==== GIVEN RECORDS ====
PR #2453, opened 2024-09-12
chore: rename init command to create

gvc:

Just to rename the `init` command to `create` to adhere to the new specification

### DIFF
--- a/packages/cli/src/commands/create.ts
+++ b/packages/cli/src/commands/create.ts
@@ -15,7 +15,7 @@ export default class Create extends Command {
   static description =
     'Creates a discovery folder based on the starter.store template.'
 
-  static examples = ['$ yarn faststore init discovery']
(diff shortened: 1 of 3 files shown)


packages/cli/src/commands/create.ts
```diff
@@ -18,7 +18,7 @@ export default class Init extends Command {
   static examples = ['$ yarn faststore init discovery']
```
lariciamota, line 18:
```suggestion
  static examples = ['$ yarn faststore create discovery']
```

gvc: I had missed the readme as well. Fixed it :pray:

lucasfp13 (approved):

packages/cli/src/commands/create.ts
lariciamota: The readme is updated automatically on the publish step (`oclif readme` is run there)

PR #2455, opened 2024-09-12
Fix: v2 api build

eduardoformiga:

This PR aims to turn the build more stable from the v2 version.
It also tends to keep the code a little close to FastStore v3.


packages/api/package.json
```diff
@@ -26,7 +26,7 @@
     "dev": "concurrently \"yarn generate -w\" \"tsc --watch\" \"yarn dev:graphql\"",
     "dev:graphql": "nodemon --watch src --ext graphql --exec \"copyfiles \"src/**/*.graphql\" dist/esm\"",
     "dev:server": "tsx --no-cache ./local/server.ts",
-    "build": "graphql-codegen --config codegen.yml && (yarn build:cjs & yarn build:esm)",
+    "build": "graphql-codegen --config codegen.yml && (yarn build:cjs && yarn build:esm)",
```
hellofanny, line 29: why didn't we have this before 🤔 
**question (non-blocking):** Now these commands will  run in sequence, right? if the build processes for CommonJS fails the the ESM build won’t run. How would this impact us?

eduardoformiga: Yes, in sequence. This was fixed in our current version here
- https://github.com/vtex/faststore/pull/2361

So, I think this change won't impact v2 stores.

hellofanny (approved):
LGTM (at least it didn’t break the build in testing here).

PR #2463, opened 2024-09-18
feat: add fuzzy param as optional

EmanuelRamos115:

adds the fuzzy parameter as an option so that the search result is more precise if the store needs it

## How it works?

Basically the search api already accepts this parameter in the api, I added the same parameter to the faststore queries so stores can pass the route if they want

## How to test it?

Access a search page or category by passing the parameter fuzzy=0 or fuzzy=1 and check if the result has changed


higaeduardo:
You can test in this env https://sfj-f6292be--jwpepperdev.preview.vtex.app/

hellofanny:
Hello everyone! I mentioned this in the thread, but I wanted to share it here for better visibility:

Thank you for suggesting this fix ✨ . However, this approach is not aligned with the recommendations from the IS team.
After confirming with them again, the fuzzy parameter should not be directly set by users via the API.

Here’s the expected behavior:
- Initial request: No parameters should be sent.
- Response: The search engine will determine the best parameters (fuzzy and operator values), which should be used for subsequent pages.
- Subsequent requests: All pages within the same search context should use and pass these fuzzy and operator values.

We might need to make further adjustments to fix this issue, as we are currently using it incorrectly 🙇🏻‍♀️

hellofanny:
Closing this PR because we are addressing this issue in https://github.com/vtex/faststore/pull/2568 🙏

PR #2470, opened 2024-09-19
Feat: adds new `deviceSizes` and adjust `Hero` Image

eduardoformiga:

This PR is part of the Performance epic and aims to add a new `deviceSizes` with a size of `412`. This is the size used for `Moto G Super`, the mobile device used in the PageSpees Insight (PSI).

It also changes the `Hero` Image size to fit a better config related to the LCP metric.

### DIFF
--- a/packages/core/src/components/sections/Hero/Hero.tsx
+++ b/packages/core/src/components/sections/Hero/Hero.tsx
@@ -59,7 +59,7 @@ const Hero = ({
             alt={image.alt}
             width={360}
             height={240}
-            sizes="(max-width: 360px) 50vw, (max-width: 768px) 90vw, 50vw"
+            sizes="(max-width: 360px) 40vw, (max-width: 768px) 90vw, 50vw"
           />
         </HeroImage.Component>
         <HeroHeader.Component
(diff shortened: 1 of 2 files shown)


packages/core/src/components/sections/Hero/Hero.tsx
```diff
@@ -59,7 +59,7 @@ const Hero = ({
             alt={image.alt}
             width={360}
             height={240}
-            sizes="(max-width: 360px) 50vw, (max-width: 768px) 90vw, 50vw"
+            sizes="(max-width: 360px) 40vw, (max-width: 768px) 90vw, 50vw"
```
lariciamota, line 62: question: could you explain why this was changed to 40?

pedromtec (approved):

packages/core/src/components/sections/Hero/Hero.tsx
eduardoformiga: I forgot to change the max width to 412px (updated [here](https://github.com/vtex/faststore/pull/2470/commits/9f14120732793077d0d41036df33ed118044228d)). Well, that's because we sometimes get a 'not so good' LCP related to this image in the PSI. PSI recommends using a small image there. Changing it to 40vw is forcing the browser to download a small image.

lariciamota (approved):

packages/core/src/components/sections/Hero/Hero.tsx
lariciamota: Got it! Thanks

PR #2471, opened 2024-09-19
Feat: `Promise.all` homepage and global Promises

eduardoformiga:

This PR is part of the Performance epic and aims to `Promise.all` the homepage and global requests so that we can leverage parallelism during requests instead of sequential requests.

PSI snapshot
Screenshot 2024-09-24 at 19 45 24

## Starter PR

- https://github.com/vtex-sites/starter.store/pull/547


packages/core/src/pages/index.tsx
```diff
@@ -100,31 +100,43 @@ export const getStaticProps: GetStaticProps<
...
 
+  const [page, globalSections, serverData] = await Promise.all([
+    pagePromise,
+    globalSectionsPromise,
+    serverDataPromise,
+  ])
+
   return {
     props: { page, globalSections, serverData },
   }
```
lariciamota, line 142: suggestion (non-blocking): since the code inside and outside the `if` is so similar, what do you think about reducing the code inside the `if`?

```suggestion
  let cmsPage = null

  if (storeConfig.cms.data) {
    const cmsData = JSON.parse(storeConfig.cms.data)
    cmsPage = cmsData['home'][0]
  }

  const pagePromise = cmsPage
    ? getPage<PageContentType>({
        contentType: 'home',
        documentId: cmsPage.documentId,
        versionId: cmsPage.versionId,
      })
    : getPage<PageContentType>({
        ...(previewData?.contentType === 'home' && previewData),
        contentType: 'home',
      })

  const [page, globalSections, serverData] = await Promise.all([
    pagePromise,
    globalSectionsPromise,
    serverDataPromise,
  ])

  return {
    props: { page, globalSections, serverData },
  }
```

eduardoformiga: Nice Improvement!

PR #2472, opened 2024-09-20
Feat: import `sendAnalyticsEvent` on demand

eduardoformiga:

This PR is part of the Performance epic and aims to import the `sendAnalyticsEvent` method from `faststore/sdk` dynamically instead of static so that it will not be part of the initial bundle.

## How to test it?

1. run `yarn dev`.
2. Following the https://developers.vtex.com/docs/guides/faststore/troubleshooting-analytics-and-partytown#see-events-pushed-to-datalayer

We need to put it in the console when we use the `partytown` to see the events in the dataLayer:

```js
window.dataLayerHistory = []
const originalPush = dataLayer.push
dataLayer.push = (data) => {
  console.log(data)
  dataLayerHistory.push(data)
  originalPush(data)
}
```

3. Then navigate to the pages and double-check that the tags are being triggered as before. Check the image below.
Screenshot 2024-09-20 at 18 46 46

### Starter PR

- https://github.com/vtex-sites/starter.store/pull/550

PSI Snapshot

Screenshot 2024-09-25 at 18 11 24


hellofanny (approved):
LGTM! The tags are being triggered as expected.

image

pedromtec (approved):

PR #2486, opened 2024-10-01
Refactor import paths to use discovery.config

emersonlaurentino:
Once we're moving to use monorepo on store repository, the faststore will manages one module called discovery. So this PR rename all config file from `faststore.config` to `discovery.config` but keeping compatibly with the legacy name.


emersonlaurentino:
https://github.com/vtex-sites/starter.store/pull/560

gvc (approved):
====
GOAL OF THE EXERCISE
When you answer, return each line of the material exactly as it was written.

RESPONSE BOX
PR #2453, opened 2024-09-12
chore: rename init command to create

gvc:

Just to rename the `init` command to `create` to adhere to the new specification

### DIFF
--- a/packages/cli/src/commands/create.ts
+++ b/packages/cli/src/commands/create.ts
@@ -15,7 +15,7 @@ export default class Create extends Command {
   static description =
     'Creates a discovery folder based on the starter.store template.'
 
-  static examples = ['$ yarn faststore init discovery']
(diff shortened: 1 of 3 files shown)


packages/cli/src/commands/create.ts
```diff
@@ -18,7 +18,7 @@ export default class Init extends Command {
   static examples = ['$ yarn faststore init discovery']
```
lariciamota, line 18:
```suggestion
  static examples = ['$ yarn faststore create discovery']
```

gvc: I had missed the readme as well. Fixed it :pray:

lucasfp13 (approved):

packages/cli/src/commands/create.ts
lariciamota: The readme is updated automatically on the publish step (`oclif readme` is run there)

PR #2455, opened 2024-09-12
Fix: v2 api build

eduardoformiga:

This PR aims to turn the build more stable from the v2 version.
It also tends to keep the code a little close to FastStore v3.


packages/api/package.json
```diff
@@ -26,7 +26,7 @@
     "dev": "concurrently \"yarn generate -w\" \"tsc --watch\" \"yarn dev:graphql\"",
     "dev:graphql": "nodemon --watch src --ext graphql --exec \"copyfiles \"src/**/*.graphql\" dist/esm\"",
     "dev:server": "tsx --no-cache ./local/server.ts",
-    "build": "graphql-codegen --config codegen.yml && (yarn build:cjs & yarn build:esm)",
+    "build": "graphql-codegen --config codegen.yml && (yarn build:cjs && yarn build:esm)",
```
hellofanny, line 29: why didn't we have this before 🤔 
**question (non-blocking):** Now these commands will  run in sequence, right? if the build processes for CommonJS fails the the ESM build won’t run. How would this impact us?

eduardoformiga: Yes, in sequence. This was fixed in our current version here
- https://github.com/vtex/faststore/pull/2361

So, I think this change won't impact v2 stores.

hellofanny (approved):
LGTM (at least it didn’t break the build in testing here).

PR #2463, opened 2024-09-18
feat: add fuzzy param as optional

EmanuelRamos115:

adds the fuzzy parameter as an option so that the search result is more precise if the store needs it

## How it works?

Basically the search api already accepts this parameter in the api, I added the same parameter to the faststore queries so stores can pass the route if they want

## How to test it?

Access a search page or category by passing the parameter fuzzy=0 or fuzzy=1 and check if the result has changed


higaeduardo:
You can test in this env https://sfj-f6292be--jwpepperdev.preview.vtex.app/

hellofanny:
Hello everyone! I mentioned this in the thread, but I wanted to share it here for better visibility:

Thank you for suggesting this fix ✨ . However, this approach is not aligned with the recommendations from the IS team.
After confirming with them again, the fuzzy parameter should not be directly set by users via the API.

Here’s the expected behavior:
- Initial request: No parameters should be sent.
- Response: The search engine will determine the best parameters (fuzzy and operator values), which should be used for subsequent pages.
- Subsequent requests: All pages within the same search context should use and pass these fuzzy and operator values.

We might need to make further adjustments to fix this issue, as we are currently using it incorrectly 🙇🏻‍♀️

hellofanny:
Closing this PR because we are addressing this issue in https://github.com/vtex/faststore/pull/2568 🙏

PR #2470, opened 2024-09-19
Feat: adds new `deviceSizes` and adjust `Hero` Image

eduardoformiga:

This PR is part of the Performance epic and aims to add a new `deviceSizes` with a size of `412`. This is the size used for `Moto G Super`, the mobile device used in the PageSpees Insight (PSI).

It also changes the `Hero` Image size to fit a better config related to the LCP metric.

### DIFF
--- a/packages/core/src/components/sections/Hero/Hero.tsx
+++ b/packages/core/src/components/sections/Hero/Hero.tsx
@@ -59,7 +59,7 @@ const Hero = ({
             alt={image.alt}
             width={360}
             height={240}
-            sizes="(max-width: 360px) 50vw, (max-width: 768px) 90vw, 50vw"
+            sizes="(max-width: 360px) 40vw, (max-width: 768px) 90vw, 50vw"
           />
         </HeroImage.Component>
         <HeroHeader.Component
(diff shortened: 1 of 2 files shown)


packages/core/src/components/sections/Hero/Hero.tsx
```diff
@@ -59,7 +59,7 @@ const Hero = ({
             alt={image.alt}
             width={360}
             height={240}
-            sizes="(max-width: 360px) 50vw, (max-width: 768px) 90vw, 50vw"
+            sizes="(max-width: 360px) 40vw, (max-width: 768px) 90vw, 50vw"
```
lariciamota, line 62: question: could you explain why this was changed to 40?

pedromtec (approved):

packages/core/src/components/sections/Hero/Hero.tsx
eduardoformiga: I forgot to change the max width to 412px (updated [here](https://github.com/vtex/faststore/pull/2470/commits/9f14120732793077d0d41036df33ed118044228d)). Well, that's because we sometimes get a 'not so good' LCP related to this image in the PSI. PSI recommends using a small image there. Changing it to 40vw is forcing the browser to download a small image.

lariciamota (approved):

packages/core/src/components/sections/Hero/Hero.tsx
lariciamota: Got it! Thanks

PR #2471, opened 2024-09-19
Feat: `Promise.all` homepage and global Promises

eduardoformiga:

This PR is part of the Performance epic and aims to `Promise.all` the homepage and global requests so that we can leverage parallelism during requests instead of sequential requests.

PSI snapshot
Screenshot 2024-09-24 at 19 45 24

## Starter PR

- https://github.com/vtex-sites/starter.store/pull/547


packages/core/src/pages/index.tsx
```diff
@@ -100,31 +100,43 @@ export const getStaticProps: GetStaticProps<
...
 
+  const [page, globalSections, serverData] = await Promise.all([
+    pagePromise,
+    globalSectionsPromise,
+    serverDataPromise,
+  ])
+
   return {
     props: { page, globalSections, serverData },
   }
```
lariciamota, line 142: suggestion (non-blocking): since the code inside and outside the `if` is so similar, what do you think about reducing the code inside the `if`?

```suggestion
  let cmsPage = null

  if (storeConfig.cms.data) {
    const cmsData = JSON.parse(storeConfig.cms.data)
    cmsPage = cmsData['home'][0]
  }

  const pagePromise = cmsPage
    ? getPage<PageContentType>({
        contentType: 'home',
        documentId: cmsPage.documentId,
        versionId: cmsPage.versionId,
      })
    : getPage<PageContentType>({
        ...(previewData?.contentType === 'home' && previewData),
        contentType: 'home',
      })

  const [page, globalSections, serverData] = await Promise.all([
    pagePromise,
    globalSectionsPromise,
    serverDataPromise,
  ])

  return {
    props: { page, globalSections, serverData },
  }
```

eduardoformiga: Nice Improvement!

PR #2472, opened 2024-09-20
Feat: import `sendAnalyticsEvent` on demand

eduardoformiga:

This PR is part of the Performance epic and aims to import the `sendAnalyticsEvent` method from `faststore/sdk` dynamically instead of static so that it will not be part of the initial bundle.

## How to test it?

1. run `yarn dev`.
2. Following the https://developers.vtex.com/docs/guides/faststore/troubleshooting-analytics-and-partytown#see-events-pushed-to-datalayer

We need to put it in the console when we use the `partytown` to see the events in the dataLayer:

```js
window.dataLayerHistory = []
const originalPush = dataLayer.push
dataLayer.push = (data) => {
  console.log(data)
  dataLayerHistory.push(data)
  originalPush(data)
}
```

3. Then navigate to the pages and double-check that the tags are being triggered as before. Check the image below.
Screenshot 2024-09-20 at 18 46 46

### Starter PR

- https://github.com/vtex-sites/starter.store/pull/550

PSI Snapshot

Screenshot 2024-09-25 at 18 11 24


hellofanny (approved):
LGTM! The tags are being triggered as expected.

image

pedromtec (approved):

PR #2486, opened 2024-10-01
Refactor import paths to use discovery.config

emersonlaurentino:
Once we're moving to use monorepo on store repository, the faststore will manages one module called discovery. So this PR rename all config file from `faststore.config` to `discovery.config` but keeping compatibly with the legacy name.


emersonlaurentino:
https://github.com/vtex-sites/starter.store/pull/560

gvc (approved):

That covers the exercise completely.